▸ **Collection entries**:
=== Begin Enclosure ===

PR #5599, opened 2017-12-21
Fixing some formatting and command params

artberger:
### Proposed changes

For D4IC docs: Corrected some formatting issues that were causing code blocks not to render. Adding some params to a couple commands. Also removed an FAQ that is no longer relevant.


artberger:
fyi @joaofnfernandes

artberger:
Thank you! ☃️ 🎉 

And thanks for the `raw` tip!

PR #5607, opened 2017-12-23
Improve Engine API documentation

thaJeztah:
This PR adds a couple of optimisations to the Engine API documentation;

### 1. Share ReDoc JavaScript between API versions

The redoc JavaScript is a big file, and there's no need to keep a separate copy for each version of the API. This patch removes the copy per-version and moves the script to a central location.

Saves +/ 12MB in size, and sharing the file improves browser caching (i.e. only having to load the file once)

### 2.  Use central stylesheet for API reference

Not a performance optimisation, but having a central CSS allows easier modification of styles for all API versions, instead of having to modify each API version's HTML separately.

### 3. Update ReDoc to v1.19.3

Several bug fixes and improvements; doesn't hurt to update :smile:

### 4.  Hide "request type" badges in menu

Related to the ReDoc update; ReDoc v1.13 added "request type" badges in the navigation menu. Although this information _could be_ useful, it's also a bit noisy, and we didn't show these before, so changing the CSS to hide them. Easy to add back if we think it's useful

With badges:

screen shot 2017-12-23 at 16 33 30

And without:

screen shot 2017-12-23 at 16 33 51

### 5. Add `.map` file for ReDoc

Having a .map file allows debugging script issues in the ReDoc JavaScript (which is minified).

It's a big file, but may be useful to have.

ping @mistyhacks @johndmulhausen


mistyhacks:
Works fine with a local build. I'm going to merge this because it cuts way down on the size of our image. 💃

mistyhacks:
Realized that it shouldn't be expected to work in Netlify anyway because it hasn't downloaded the Swagger files.

PR #5616, opened 2017-12-26
/compose/install/#alternative-install-options

paulvi:
/compose/install/#alternative-install-options  link does not work, so add "tab above" words


paulvi:
I think link worked before. And may work.

Anyway, if I click and it does not navigate, I can read "above tab", and understand that this is on this page.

=== End Enclosure ===

▸ **The task**: The total wanted is the number of lines in the entries above that contain "each". Give it alone.

▸ **Response**: 2